Date: 10/18/2002 at 16:41:26
From: Danielle
Subject: Rational and irrational numbers

One of my math problems is .063490634906... and I need to know how to
figure out if that is rational or irrational. How do I make a decimal 
like that into a fraction?

Date: 10/18/2002 at 20:14:14
From: Doctor Achilles
Subject: Re: Rational and irrational numbers

Hi Danielle,

Thanks for writing to Dr. Math.

It is actually possible to turn any repeating decimal into a 
fraction. Here's how:

First, a bit of background:

The easiest repeating decimal I can think of is just 0.111111...  
That is equal to 1/9. Two times that is equal to 0.22222... or 2/9.  
Three times that is 0.33333... or 3/9 (or 1/3). Etc. (Note that 
0.99999... equals 9/9 or 1, for more on that you can see the Dr. 
Math FAQ: .)

If you have ONE repeating digit, just put the repeating digit over 9 
to get a fraction. So 0.555555... is a repeating 5 and it equals 5/9.

The next easiest repeating decimal I can think of is 
0.01010101010101...  This turns out to be equal to 1/99. Two times 
that is 0.02020202... or 2/99. 0.030303030303... equals 3/99 or 1/33.  
Etc. 0.0909090909... equals 9/99 or 1/11. Things get interesting when 
you get to 0.101010101010... That is equal to 10/99. 0.1111111... 
equals 11/99, which reduces to 1/9.  0.2525252525... equals 25/99.

If you have TWO repeating digits, such as 58 or 04, just put the 
repeating digits over 99 to get a fraction. So 0.0404040404... is a 
repeating 04 and it equals 04/99 or just 4/99.  And 
0.58585858585858... is just a repeating 58 and it equals 58/99.
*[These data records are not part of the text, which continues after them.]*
Issue #203, opened 2023-03-16
Inconsistent requirement for 'updated button'


ajparsons:
In this example, if you change '70' to '50' and hit 'table view', it will update the table, but it will not update the url parameter.

![image](https://user-images.githubusercontent.com/8157058/225562016-afa8cd7e-ec14-41da-8370-dad1216dea1e.png)

This means if you *now* press the 'csv download', you get the '70' dataset, not the 50. You need to press 'update results' before the csv download is correct. 

If there has been a change to the config, hitting one out the output formats should be the 'same' as hitting 'update results'. Not clear currently when data is 'stale'.

PR #221, opened 2023-03-29
add additional column support for explore data

### LINKED ISSUE #93: Explore page: Allow user to add extra columns to the Table and CSV output
When the user selects Table or CSV output, we include a column for the constituency name, and a column for each filter (but not shader!) dataset that has been applied.

TCC has suggested that users are likely to want to include _more_ columns – datasets that aren’t being used to filter the list, but will be useful once the table is copied / downloaded, for further analysis or combination with other datasets.

We could use the existing dataset modal UI markup/JS for this. Just need a way for people to invoke it, if Table or CSV output is selected.

I’m thinking maybe the order of the sidebar should be:

1. Add filters
2. Select output format
3. (…output format options)
4. Update results (button)

Where the third section changes based on the selected output format. For Map output (the default) we’d show the shader widget. For Table and CSV output, we’d show an "Additional columns" widget.

struan:
Fixes #93

### DIFF
--- a/hub/fixtures/area_data.json
+++ b/hub/fixtures/area_data.json
@@ -8,6 +8,7 @@
       "last_update": "2022-10-10T13:20:30+00:00",
       "is_range": "True",
       "source": "https://parliament.uk",
+      "table": "areadata",
       "category": "place"
     }
   },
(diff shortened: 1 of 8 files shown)


zarino:
@struan I’ve added some commits here that change the UI and also fix #203.

I notice one thing we’re missing (which I _know_ people will ask for immediately) is the ability to add the MP’s name as a column on the table.

struan:
I'll have a think about the MP name but I can hard code the MP name at least as a temporary measure.

zarino (approved):
This looks good to me, @struan :+1:

PR #224, opened 2023-04-05
119 improve shaders

### LINKED ISSUE #119: Explore page: Improve shader scaling and presentation
Shaders currently:

- Use a scale based on the min and max values from the entire dataset (min and max values generated at dataset import time, not map query time).
- Use only the opacity of polygons to represent the percentage.

Instead, shaders should:

- Use a scale based on the minimum and maximum values from _the constituencies matching the current filters_, so the visible constituency on the map with the lowest value in the chosen shader dataset will always have a "shade" of 0%, and the visible constituency on the map with the highest value will always have a "shade" of 100% – even if those constituencies would actually be somewhere in the middle of the pack if you looked at all 650 constituencies as a whole. In other words, the scale shouldn’t be based on all 650 constituencies, it should only be based on the constituencies matching the current filter(s).
- Use a colour scale, [like Viridis or Magma](https://cran.r-project.org/web/packages/viridis/vignettes/intro-to-viridis.html) and keep fill and stroke opacities at 100%.

Not for the MVP, but a nice-to-have would be:

- Display a key/legend somewhere, to explain the scale, showing the entire scale as a gradient, with the minimum and maximum values at either end.

struan:
Fixes #119

### DIFF
--- a/hub/models.py
+++ b/hub/models.py
@@ -240,13 +240,30 @@ class DataSet(TypeMixin, models.Model):
 
     def colours_for_areas(self, areas):
         values, mininimum, maximum = self.shader_value(areas)
-        props = {
-            "properties": {
-                "maximum": maximum,
-                "minimum": mininimum,
-                "shades": self.shades,
+        legend = {}
+        for option in self.options:
+            if option.get("shader", None) is not None:
+                legend[option["title"]] = option["shader"]
+
+        if len(legend) > 0:
+            props = {"properties": {"legend": legend}}
+        else:
+            d_max = maximum
+            d_min = mininimum
+            if self.is_float:
+                d_max = round(maximum, 1)
+                d_min = round(mininimum, 1)
+                if self.is_percentage:
+                    d_max = f"{d_max}%"
+                    d_min = f"{d_min}%"
+
+            props = {
+                "properties": {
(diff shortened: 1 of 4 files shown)


hub/models.py
```diff
@@ -199,53 +199,120 @@ class Meta:
...
+        for option in self.options:
+            if option.get("shader", None) is not None:
+                legend[option["title"]] = option["shader"]
+
+        if len(legend) > 0:
+            props = {"properties": {"legend": legend}}
+        else:
+            props = {
+                "properties": {
+                    "maximum": maximum,
```
zarino, line 251: I think these values are what gets passed through to `explore.html` in `${ key.minimum }` and `${ key.maximum }` … if so, is there any way of pre-formatting these (rounding to a sensible number of decimal places, and adding a `%` sign if `data_type == percent`?

I considered doing the formatting inside the vue.js code, but then realised that generating a human-readable miniumum and maximum for a dataset feels like something the model should handle itself?

If `properties.minimum` and `properties.maximum` need to be maintained as they are, then maybe an _additional_ `properties.minimum_formatted` and `properties.maximum_formatted` (or similar) could be added instead?

struan: why, yes, yes there is.

PR #226, opened 2023-04-06
Alter MP relevant votes import

### LINKED ISSUE #185: Fix MP activity/support datasets, to always show on MP’s page, and show if MP wasn’t in post at the time

alexander-griffen:
Fixes #185 

Now, when MPs weren't in office for the vote/EDM, it shows as such. This also means that the vote is always displayed on the MP pade

### DIFF
--- a/hub/management/commands/import_mps_relevant_votes.py
+++ b/hub/management/commands/import_mps_relevant_votes.py
@@ -27,6 +27,7 @@ class Command(BaseCommand):
         edms = self.get_all_edms()
 
         self.data_types = self.create_data_types(votes, edms)
+        self.delete_data()
         self.import_results(votes, edms)
 
     def get_votes(self, division_id):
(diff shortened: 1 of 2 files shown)


hub/management/commands/import_mps_relevant_votes.py
```diff
@@ -104,10 +138,14 @@ def create_data_types(self, votes, edms):
         vote_options = [
             {"title": "Aye", "shader": "#89c489"},
             {"title": "No", "shader": "#e18674"},
-            {"title": "No vote", "shader": "#fede86"},
+            {"title": "Did not vote", "shader": "#fede86"},
+            {"title": "Did not vote (teller)", "shader": "#cff4fc"},
+            {"title": "Not in office", "shader": "#073a41"},
```
struan, line 143: We should probably get @zarino to suggest some non red/green colours here for accessibility reasons.

struan (approved):
One teeny point about colours aside, this looks good.

hub/management/commands/import_mps_relevant_votes.py
alexander-griffen: Thank you! :D

PR #229, opened 2023-04-12
Google Analytics page and event tracking

### LINKED ISSUE #198: Analytics and event tracking
- [ ] Set up a Google Analytics property and make sure TCC team have access (should we set it up in _their_ Google Analytics organisation?)
- [ ] Add cookie-less GA4 tracking script to the site (use CAPE as an example)
- [ ] Generate GA4 events when:
   - homepage area/MP search form submitted
   - homepage geolocation link clicked
   - explore page "add data to filter by" button clicked
   - explore page filter added (bonus points if we can record the dataset name, to track popularity of datasets over time)
   - explore page "add dataset to shade results" button clicked
   - explore page shader added (again, bonus if we can record dataset name)
   - explore page map, or table, or CSV rendered
   - explore page map constituency clicked
- [x] Update [privacy policy](https://github.com/mysociety/local-intelligence-hub/issues/69) to acknowledge cookie-less Google Analytics tracking

zarino:
- Get Google IDs etc from environment vars
- analytics.esm.js module with promise-based tracking
- tracking for various JavaScript events

Fixes #198.


zarino:
@struan when you get a moment, could you just double-check that all the environment variable stuff here will work ok on the staging and live sites? (I tried to copy what we did in CAPE, but LIH’s setup is a bit different.) Guess we could merge and then find out, but feels like it’d be nice to have one single clean commit that adds everything we needed – if only so we can look back at it in future and work out what we need to do for other similar projects!

PR #231, opened 2023-04-17
Record datetime of last pageload on UserProperties model

zarino:
Part of https://github.com/mysociety/climate-project/issues/87.

First commit adds a `last_seen` field to the `UserProperties` model, into which the datetime of each subsequent pageload is saved. This way, we can see when a user was last active on the site.

The `last_seen` data isn’t displayed anywhere, yet, but is at least accessible via the admin UI if we need it.

Speaking of which, the second commit adds more columns, search, and filtering options to the UserProperties list in the admin UI:

Screenshot 2023-04-17 at 14 23 39

@struan I have broken the tests, because they create a user without any `userproperties` (which wouldn’t happen in real usage, because users _should_ only be created via the account request form, and that creates the `user.userproperties`) – should we fix the tests to always create a `userproperties` for the test users? Or should we make `RecordLastSeenMiddleware` silently handle missing `user.userproperties`?


struan:
I've pushed a fix to this that only updates the last seen if we've not seen them today, and also stores this in the session which should cut out a chunk of DB access and still retain enough information to be useful here.

PR #238, opened 2023-04-19
Terms of use page and checkbox during signup

zarino:
Adds a "Terms of use" page, and a checkbox for it in the signup form.


zarino:
Yeah, hard-coding the URL is fine! I’ll get this rebased and merged :+1:

PR #239, opened 2023-04-19
Import National Trust property locations

### LINKED ISSUE #127: National Trust properties data
Could we get it from Wikipedia / Wikidata? https://en.wikipedia.org/wiki/List_of_National_Trust_properties_in_England

Feels like that would be simpler than scraping it from the National Trust website – https://www.nationaltrust.org.uk/visit

struan:
Fixes #127

### DIFF
--- a/hub/management/commands/generate_national_trust_properties_csv.py
+++ b/hub/management/commands/generate_national_trust_properties_csv.py
@@ -1,0 +1,132 @@
+import json
+from time import sleep
+
+from django.conf import settings
+from django.core.management.base import BaseCommand
+
+import pandas as pd
+from tqdm import tqdm
+
+from hub.models import Area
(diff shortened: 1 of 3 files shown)


zarino:
I’m going to merge and deploy this, as it looks good on the Area page, and seems to work fine as a filter on the Explore page. But just noting here, there seems to be a bug when this is used as a shader:

Screenshot 2023-04-21 at 09-38-00 Explore Local Intelligence Hub

Far too many constituencies are being shaded dark blue, suggesting they have, what, 15, 16 properties each? Liverpool Riverside, for example, is showing as dark blue, but when you actually click on the constituency and look at the area page, only one property is shown (The Hardmans’ House). As a local, I know this is correct – there aren’t any other NT properties in this constituency.

Issue #192, opened 2023-03-09
Store and display release dates for all datasets


zarino:
- [x] Check the sources are correct, and consistently capitalised, phrased, etc.
- [ ] Append dataset release date to all dataset source labels.

zarino:
Part of this (consistent naming) was done in https://github.com/mysociety/local-intelligence-hub/pull/240.

Going to move the remaining part (dataset release dates) into the next milestone, as it’ll take a little bit of time to research.

zarino:
The technical aspect of this was done in #288. We are collecting release dates in #307.

zarino:
What’s left to do here is for someone (@alexander-griffen?) to [go through the spreadsheet here](https://docs.google.com/spreadsheets/d/1OdvrAML9KBlAaWERtCd1MkbMC_3I1B0MHTd7GRKFoJk/edit), and copy all the dataset publication dates over into the relevant import scripts.

Complications:

- Dataset release date is currently set as a DateField in the Django model – it should probably just be free text (sometimes we might have a specific date, sometimes it might be a month and year, sometimes it might just be a year, sometimes it might be "fuzzy" like "Autumn 2023", who knows!)
- Some import scripts will need to _set their own_ release date, as they scrape live data, so the release date should be the date the scraper was last run.

PR #240, opened 2023-04-19
192 dataset names and sources

zarino:
Part of #192.

- Standardise wording for dataset names.
- Add data sharing warning to MRP datasets on area page.

@struan, once this is merged, is there a script we can run to update all the dataset names on the live site, or should I go in and edit them by hand via the Django admin?

### DIFF
--- a/hub/management/commands/import_area_countries.py
+++ b/hub/management/commands/import_area_countries.py
@@ -32,7 +32,7 @@ class Command(BaseCommand):
             defaults={
                 "data_type": "text",
                 "description": "The country that the constituency is in",
-                "label": "Country",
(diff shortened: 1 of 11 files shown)


struan (approved):
TBH other that re-importing them all then changing them in the django admin is the only other option and re-importing takes some time so editing in django is as quick. I'd need to update the re-import script to skip some of the data we don't want as well.

zarino:
👍 I’ll merge this and then apply the dataset name changes manually via the Django admin.

zarino:
> 👍 I’ll merge this and then apply the dataset name changes manually via the Django admin.

Done and done.

PR #248, opened 2023-04-25
Replace activate_accounts with a full accounts page

zarino:
- `/activate_accounts` -> `/accounts`
- Now displays full table of users (combining properties from `auth.User` and `UserProperties` models)
- Also displays counts of active and joined users in last 7 and 30 days

I decided not to display the users’ email addresses A) to save space, and B) to slightly reduce the chance of personal data getting accidentally screenshared at some point ;-) The email is still accessible via the name link, which leads to the Django Admin page for that `userproperties` instance.

Screenshot 2023-04-25 at 09-28-30 Accounts Local Intelligence Hub


struan (approved):
I've pushed a couple of small fixes to the status code, plus a redirect from the old URL for the sake of tidyness.

PR #250, opened 2023-04-27
Standardise categorical data shading

### LINKED ISSUE #230: Categorical data shading
Standardise the colours for the shaders for categorical data.

See [this comment by Zarino](https://github.com/mysociety/local-intelligence-hub/pull/226#discussion_r1164119878) for colours from the `/style` page that have good contrast.

Paraphrasing a slack message from Zarino for more information:
>We could probably standardise on those 6–8 colours as the go-to set for all the categorical datasets, unless the datasets require something different (like party colours), which means fixing up the existing import scripts

alexander-griffen:
Fixes #230 

- Standardises colours in existing imports
- Adds `is_shadable` option to DataSet models, and updates Shader modal so only shadable datasets can be selected

When merging this, run `./manage.py migrate` to run the migrations which will add the `is_shadable` option to the model, as well as update existing data in the database.


alexander-griffen:
@zarino Some imports aren't feasible to use with the shader (for example, the APPG dataset, because it doesn't have a 1:1 relationship between datapoints and area, and even if it did, has too many categorical options to be a useful form of data visualisation), so would it be useful to add an option to turn the ability to show up on the the shader dropdown off?

zarino:
@alexander-griffen yeah, sounds like we want an `is_shadeable` equivalent to `is_filterable`.

hub/migrations/0037_dataset_is_shadable.py
```diff
@@ -0,0 +1,18 @@
...
+        ("hub", "0036_userproperties_agreed_terms"),
+    ]
+
+    operations = [
+        migrations.AddField(
+            model_name="dataset",
+            name="is_shadable",
+            field=models.BooleanField(default=True),
+        ),
+    ]
```
struan, line 18: would be good to add a data migration too, a la b602469, to update the relevant datasets rather than re-running imports

hub/management/commands/import_area_fuel_poverty_data.py
```diff
@@ -33,6 +33,7 @@ class Command(
                 "source_type": "xlxs",
                 "data_url": data_url,
                 "table": "areadata",
+                "is_shadable": False,
```
struan, line 36: I think this is ok to filter by?

struan: although we're not using this dataset anymore in favour of the EFPC one.

hub/migrations/0037_dataset_is_shadable.py
struan: And maybe also to do the colours from the previous commit?

struan (approved):
This looks good.

One suggestion for a data migration to save re-running a bunch of imports but otherwise yay!

hub/management/commands/import_red_blue_wall_constituencies.py
```diff
@@ -26,8 +26,8 @@ class Command(BaseImportFromDataFrameCommand):
         "table": "areadata",
         "is_filterable": True,
         "options": [
-            dict(title="Red Wall", shader="red"),
-            dict(title="Blue Wall", shader="blue"),
+            dict(title="Red Wall", shader="red-500"),
+            dict(title="Blue Wall", shader="blue-500"),
```
struan, line 30: I must have something missing on my side because these both show up as black.

struan (changes requested):
Actually, one display issue for me.

struan:
I've pushed a fix to a bug that was causing some of the shading to break for things like red wall/blue wall

hub/management/commands/import_area_fuel_poverty_data.py
alexander-griffen: You're right! I've removed it, either way

hub/management/commands/import_red_blue_wall_constituencies.py
alexander-griffen: This is in part because I omitted a dictionary lookup that allowed this to work. I have added that back in. Hopefully, this will work better, now

struan (approved):
👍

PR #810, opened 2020-08-28
Add preliminary support for BitPattern

leonardt:
This adds support for declaring and comparing bit pattern values that
can include don't cares (?) ala chisel's BitPat:
https://github.com/freechipsproject/chisel3/blob/v3.3.2/src/main/scala/chisel3/util/BitPat.scala

For now, we implement the comparison logic in magma using a mask for the
don't care bits, in the future we should consider whether it matters
that we generate these in the output verilog (for synthesis quality or
readability).  If it does matter, we'll need to add support for
compiling it through CoreIR.  This uses the chisel syntax for bit
pattern strings.

### DIFF
--- a/magma/types/bit_pattern.py
+++ b/magma/types/bit_pattern.py
@@ -40,7 +40,7 @@ class BitPattern:
         self.bits = BitVector[count](bits)
         self.mask = BitVector[count](mask)
         self.width = count
-        self.const = self.mask != ((1 << self.width) - 1)
+        self.const = self.mask == ((1 << self.width) - 1)
 
     def __eq__(self, other):
         if not isinstance(other, Bits):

If you have THREE repeating digits, just put them over 999 to get a 
fraction. So 0.102102102102... equals 102/999, and 0.038038038038 
equals 038/999 or 38/999.

For FOUR repeating digits, just put 9999 in the denominator.

In your problem, you have 06349 repeating. That's 5 digits. Can 
you figure out what to do with them to make a fraction?

If you're interested, there are a couple of other more difficult 
problems you can run into (note: the rest of this does NOT have to do 
with your problem). What happens, for example, if the decimal starts 
out NOT repeating, but then at some point starts repeating? An example 
of this is:


[Where the 56 keeps repeating forever once it starts.]

Can you figure out how to deal with a problem like this?

Hint: 0.01111111... equals 1/90; 0.00111111... equals 1/900; 
0.00011111... equals 1/9000.

Even more difficult is a problem like this, where the misbehaving 
digits at the beginning are not just zeros:


[Where the 889 keeps repeating forever once it starts.]

Can you figure out how to deal with a problem like this?

Hint: 0.80231111111111... equals 0.8023 plus 0.00001111111111...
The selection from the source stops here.